**What to produce**
Go through the material below and copy all lines with "shortened".

>>>>>

PR #484, opened 2023-02-21
utils.py/get_key_def(): allow "expected_type=str" even with "to_path=True" param

remtav:
inference_segmentation.py: restore str as expected type to better reflect documentation

Documentation for "expected_type" in get_key_def(): [:param expected_type: (type) type of the expected variable.](https://github.com/NRCan/geo-deep-learning/blob/develop/utils/utils.py#L142)

To me, this suggests that the input variable must bear this "expected_type". It feels confusing to expected a type that is actually one that is assigned during the get_key_def() function, "Path" in this case.
@CharlesAuthier is this slight retroactive change ok to you?

### DIFF
--- a/utils/utils.py
+++ b/utils/utils.py
@@ -175,6 +175,7 @@ def get_key_def(key, config, default=None, expected_type=None, to_path: bool = F
             val = Path(to_absolute_path(val))
         except TypeError:
             logging.error(f"Couldn't convert value {val} to a pathlib.Path object")
+        expected_type = Path if expected_type == "str" else expected_type  # allows "str" and "Path" as expected_type
     if validate_path_exists:
         if not isinstance(val, Path):
             val = Path(to_absolute_path(val))
--- a/utils/utils.py
+++ b/utils/utils.py
@@ -175,7 +175,7 @@ def get_key_def(key, config, default=None, expected_type=None, to_path: bool = F
             val = Path(to_absolute_path(val))
         except TypeError:
             logging.error(f"Couldn't convert value {val} to a pathlib.Path object")
-        expected_type = Path if expected_type == "str" else expected_type  # allows "str" and "Path" as expected_type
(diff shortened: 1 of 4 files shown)


CharlesAuthier:
I dont care but change the test too if you want to pass the check

CharlesAuthier:
https://github.com/NRCan/geo-deep-learning/blob/develop/tests/utils/test_utils.py#L54

utils/utils.py
```diff
@@ -175,6 +175,7 @@ def get_key_def(key, config, default=None, expected_type=None, to_path: bool = F
             val = Path(to_absolute_path(val))
         except TypeError:
             logging.error(f"Couldn't convert value {val} to a pathlib.Path object")
+        expected_type = Path if expected_type == str else expected_type  # allows "str" and "Path" as expected_type
```
CharlesAuthier, line 178: change your `expected_type == str` for ` isinstance(expected_type, str)` it's possible that python dont like when you use `==` to compare type

CharlesAuthier (changes requested):

CharlesAuthier:
btw can you add a test to check that pls

utils/utils.py
remtav: Makes sense, but doesn't seem to be working for some reason:
image

ms888ekb (approved):

ms888ekb (approved):

valhassan (approved):

utils/utils.py
remtav: Actually, I understood: isinstance() check the type of str. It's type is a Python "type" object, so the "expected_type" is itself a type class of type "str", not a type class. That's super hard to explain and would need a bit more details, but not too important at this point. :)

CharlesAuthier (approved):

Issue #485, opened 2023-02-22
Smoothening with Hann Window


valhassan:
New Feature Request: We would like to smooth predictions at inference which solves edge effects, jaggedness, and holes when stitching tiles/patches. Below is an illustration of problem areas highlighted with red circles. 
1. Original Raster, 2. Water Body Extraction (No Smoothening), 3. Water Body Extraction (Smoothening with Hann).

![1](https://user-images.githubusercontent.com/24499815/224417512-27c080af-9918-4c06-9f62-3aaab8fd8945.png "Raster")
![tempsnip_2](https://user-images.githubusercontent.com/24499815/224417571-c5805eca-3640-4d3e-9d12-1ae74c1a0e34.png "No Smoothening")
![tempsnip_3](https://user-images.githubusercontent.com/24499815/224417597-8359cb28-b07a-4aa7-9b9d-6cb9af08ecda.png "Smoothening with Hann Window")

**Method**

1. Generate overlapping patches, with a stride half of the patch size.
2. Model prediction on patches.
3. Multiplying each patch by the appropriate window depending on its absolute location.
4. Stitching all patches at their absolute location.

Reference Paper: https://arxiv.org/abs/1910.07831

PR #486, opened 2023-02-22
Smoothening with Hann Window

valhassan:
minor fix

### DIFF
--- a/inference_segmentation.py
+++ b/inference_segmentation.py
@@ -13,6 +13,7 @@ import time
 import fiona  # keep this import. it sets GDAL_DATA to right value
 import rasterio
 import ttach as tta
+from scipy.special import softmax
 from collections import OrderedDict
 from fiona.crs import to_string
 from ruamel_yaml.comments import CommentedSeq
@@ -31,25 +32,23 @@ from utils.inference import stretch_heatmap, class_from_heatmap
 from utils.logger import get_logger, set_tracker
 from models.model_choice import define_model, read_checkpoint
 from utils import augmentation
+from utils.inference import generate_patch_list
 from utils.utils import get_device_ids, get_key_def, \
-    add_metadata_from_raster_to_sample, _window_2D, set_device
+add_metadata_from_raster_to_sample, set_device
 
 # Set the logging file
 logging = get_logger(__name__)
+
 def _pad(arr, chunk_size):
     """ Pads img_arr """
     w_diff = chunk_size - arr.shape[0]
     h_diff = chunk_size - arr.shape[1]
-    aug = int(round(chunk_size * (1 - 1.0 / 2.0)))
-    aug_w = int(round(chunk_size * (1 - 1.0 / 2.0))) + w_diff
-    aug_h = int(round(chunk_size * (1 - 1.0 / 2.0))) + h_diff
     if len(arr.shape) > 2:
-        padded_arr = np.pad(arr, ((aug, aug_w), (aug, aug_h), (0, 0)), mode="reflect")
+        padded_arr = np.pad(arr, ((0, w_diff), (0, h_diff), (0, 0)), mode="reflect")
     else:
-        padded_arr = np.pad(arr, ((aug, aug_w), (aug, aug_h)), mode="reflect")
+        padded_arr = np.pad(arr, ((0, w_diff), (0, h_diff)), mode="reflect")
 
     return padded_arr
-
 
 def ras2vec(raster_file, output_path):
     # Create a generic polygon schema for the output vector file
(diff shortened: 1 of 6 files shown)


CharlesAuthier (dismissed):

valhassan:
Please review the relevant issue here: https://github.com/NRCan/geo-deep-learning/issues/485

CharlesAuthier (approved):

inference_segmentation.py
```diff
@@ -157,32 +156,24 @@ def segmentation(param,
     Returns:
 
     """
-    subdiv = 2
+    use_hanning = True
```
remtav, line 159: Could this be softcoded? Even if we intend to always use hanning, it seems like it would be nice to set this value from config (default=True) at least to hint the user than some smoothening is going on.

inference_segmentation.py
```diff
@@ -157,32 +156,24 @@ def segmentation(param,
...
     print_log = True if logging.level == 20 else False  # 20 is INFO
-    pad = chunk_size * 2
-    h_padded, w_padded = [side + pad for side in input_image.shape]
-    dist_samples = int(round(chunk_size * (1 - 1.0 / 2.0)))
-
     model.eval()  # switch to evaluate mode
 
     # initialize test time augmentation
-    transforms = tta.Compose([tta.HorizontalFlip(), ])
+    transforms = tta.aliases.d4_transform()
```
remtav, line 166: Could you include this change in the PR description as this seems like it could have a big impact and it's not directly related to Hann window implementation

inference_segmentation.py
```diff
@@ -214,30 +205,25 @@ def segmentation(param,
...
-                         leave=False, total=total_inf_windows, desc="Writing to array"):
-        arr1 = (fp[:, row:row + chunk_size, col:col + chunk_size, :]).max(axis=0)
+    for row, col in tqdm(itertools.product(range(0, h_padded, chunk_size),
+                                           range(0, w_padded, chunk_size)),
+                         leave=False, position=0, desc="Writing to array"):
+        arr1 = (fp[:, row:row + chunk_size, col:col + chunk_size, :]).mean(axis=0)
         if single_class_mode:
             arr1 = sigmoid(arr1)
-
+        else:
```
remtav, line 225: Thanks for this fix

inference_segmentation.py
```diff
@@ -349,13 +335,12 @@ def main(params: Union[DictConfig, dict]) -> None:
     models_dir.mkdir(exist_ok=True)
     data_dir = get_key_def('raw_data_dir', params['dataset'], default="data", to_path=True, validate_path_exists=True)
     download_data = get_key_def('download_data', params['inference'], default=False, expected_type=bool)
+    override = get_key_def('override_model_params', params['inference'], default=False, expected_type=bool)
```
remtav, line 338: Cool

tests/utils/test_inference.py
remtav, line 1: I tried the added tests. They look good and make sense. Thanks.

utils/inference.py
```diff
@@ -49,3 +51,100 @@ def class_from_heatmap(heatmap_arr: np.ndarray, heatmap_threshold: float = 0.5)
...
+        window_size (int): Same as Chunk/Tile size used at inference.
+
+    Returns:
+        ndarray (2D): Signal window with values ranging from 0 to 1.
+    """
+    window = np.matrix(w.hann(M=window_size, sym=False))
+    return window.T.dot(window)
+
+
+def generate_corner_windows(window_size: int) -> np.ndarray:
```
remtav, line 70: Is there any article that could be cited as reference iin the docstrings?

utils/inference.py
```diff
@@ -49,3 +51,100 @@ def class_from_heatmap(heatmap_arr: np.ndarray, heatmap_threshold: float = 0.5)
...
+    """
+    patch_list = []
+    if overlapping:
+        step = window_size >> 1
+        windows = generate_corner_windows(window_size)
+        max_height = int(image_height/step - 1)*step
+        max_width = int(image_width/step - 1)*step
+    else:
+        step = window_size
+        windows = np.ones((window_size, window_size))
```
remtav, line 122: So, if no overlap, the hann window is pretty much bypassed, right? I hadn't realized, but that makes sense.

remtav (approved):

inference_segmentation.py
valhassan: I understand this, for next time I would keep this in mind to keep things separated better. I added all the small tweaks to improve prediction performance however marginal.

inference_segmentation.py
valhassan: Yes, agreed!

utils/inference.py
valhassan: Yes,

PR #496, opened 2023-03-08
change line in evaluate train seg

### LINKED ISSUE #493: multiclass loss computation error for validation and test
This [line](https://github.com/NRCan/geo-deep-learning/blob/develop/train_segmentation.py#L441) in the evaluation function of training pipeline gives error for multiclass loss calculation for losses such as cross entropy.
It should change to 
`loss = criterion(outputs, labels) if num_classes > 1 else criterion(outputs, labels.unsqueeze(1).float())`
The same way as it is computed in the training function.

CharlesAuthier:
fix #493 and add test for losses

### DIFF
--- a/train_segmentation.py
+++ b/train_segmentation.py
@@ -438,7 +438,7 @@ def evaluation(eval_loader,
                                    ep_num=ep_idx + 1,
                                    scale=scale)
 
-            loss = criterion(outputs, labels.unsqueeze(1).float())
+            loss = criterion(outputs, labels) if num_classes > 1 else criterion(outputs, labels.unsqueeze(1).float())
 
             eval_metrics['loss'].update(loss.item(), batch_size)
 
--- a/tests/loss/test_losses.py
+++ b/tests/loss/test_losses.py
@@ -1,5 +1,6 @@
 from pathlib import Path
 
+import torch
 from hydra import initialize, compose
 from hydra.core.hydra_config import HydraConfig
 from hydra.utils import to_absolute_path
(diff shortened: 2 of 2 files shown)


train_segmentation.py
```diff
@@ -438,7 +438,7 @@ def evaluation(eval_loader,
                                    ep_num=ep_idx + 1,
                                    scale=scale)
 
-            loss = criterion(outputs, labels.unsqueeze(1).float())
+            loss = criterion(outputs, labels) if num_classes > 1 else criterion(outputs, labels.unsqueeze(1).float())
```
ms888ekb, line 441: have you tested that this line fails for the multiclass evaluation? 
In my tests loss = criterion(outputs, labels.unsqueeze(1).float()) works for both cases

CharlesAuthier: yeah I created a test for it, it dont crash for all binary but some yeah and it pass for the news tests for binary and multiclass loss function that have a yaml in config

config/dataset/test_ci_segmentation_binary.yaml
```diff
@@ -15,4 +15,4 @@ dataset:
   class_name: # will follow in the next version
   classes_dict: {'BUIL':1}
   class_weights:
-  ignore_index: 255
+  ignore_index: -1
```
ms888ekb: why ignore_index = -1? it is  a convention to use 255 for 8-bit data.

CharlesAuthier: yeah but it was like that before so I rechange it to the original value

ms888ekb: I think that 255 is the correct way to mark ignor_index pixels.
Let's hear what other mates think

ms888ekb (approved):

valhassan (approved):

PR #498, opened 2023-03-09
Fixe the cover of the tests already in place

### LINKED ISSUE #497: Test don't cover all the functions in test file
cover

In some test file we can see that the cover column is not 100% meaning that the test function don't go trough all the line wanted.

CharlesAuthier:
Fix #497, by changing the path of some `for` loop and removing some if-else statements to upgrade the cover to 100% (or close).

### DIFF
--- a/tests/dataset/test_aoi.py
+++ b/tests/dataset/test_aoi.py
@@ -203,6 +203,7 @@ class Test_AOI(object):
         data = read_csv("tests/tiling/tiling_segmentation_binary-multiband_ci.csv")
         row = next(iter(data))
         row['split'] = "missing_split"
+        print('AOI')
         with pytest.raises(ValueError):
             print('AOI')
             aoi = AOI(raster=row['tif'], label=row['gpkg'], split=row['split'])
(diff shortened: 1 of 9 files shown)


tests/dataset/test_aoi.py
```diff
@@ -114,10 +116,7 @@ def test_stac_url_input(self):
         assert aoi.download_data is True
         assert Path("data/SpaceNet_AOI_2_Las_Vegas-056155973080_01_P001-WV03-R.tif").is_file()
         aoi.close_raster()
-        try:
-            os.remove("data/SpaceNet_AOI_2_Las_Vegas-056155973080_01_P001-WV03-R.tif")
-        except PermissionError:
-            pass
+        os.remove("data/SpaceNet_AOI_2_Las_Vegas-056155973080_01_P001-WV03-R.tif")
```
ms888ekb, line 119: I think this kind of exceptions could be left unchanged because it really helps when testing locally under Windows OS

mpelchat04 (approved):

mpelchat04 (approved):

remtav (approved):

PR #504, opened 2023-03-28
Add Tag with classes dict to inference raster

CharlesAuthier:
Adding a tag containing the `classes_dict` parameter, find in the dataset yaml, to the output raster after inference.
Also adding a tests to verify the output,  **important** to use the `fetch_tag_raster` function to fetch the `classes_dict`, otherwise the output will be a string and not a dictionary.


remtav (approved):
Looks good to me!

ms888ekb (approved):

<<<<<

**Task output**
(diff shortened: 1 of 4 files shown)
(diff shortened: 1 of 6 files shown)
(diff shortened: 2 of 2 files shown)
(diff shortened: 1 of 9 files shown)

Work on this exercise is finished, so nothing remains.